Name Type Description Default
control_freq int

controller loop frequency

required
control_limits Dict[str, Tuple[Array[float], Array[float]]]

The min/max limits to the outputted control signal. Should specify per-dof type limits, i.e.:

"position": [[min], [max]] "velocity": [[min], [max]] "effort": [[min], [max]] "has_limit": [...bool...]

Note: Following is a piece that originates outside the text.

PR #1907, opened 2025-02-14
Fix #1906 GetDirectory UTF16 encoding issue

### LINKED ISSUE #1906: SDLSystem GetDirectory does not handle UTF16 correctly on Windows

Values outside of this range will be clipped, if the corresponding joint index in has_limit is True.

required
dof_idx Array[int]

specific dof indices controlled by this robot. Used for inferring controller-relevant values during control computations

required
command_input_limits None or "default" or Tuple[float, float] or Tuple[Array[float], Array[float]]

if set, is the min/max acceptable inputted command. Values outside this range will be clipped. If None, no clipping will be used. If "default", range will be set to (-1, 1)

'default'
command_output_limits None or "default" or Tuple[float, float] or Tuple[Array[float], Array[float]]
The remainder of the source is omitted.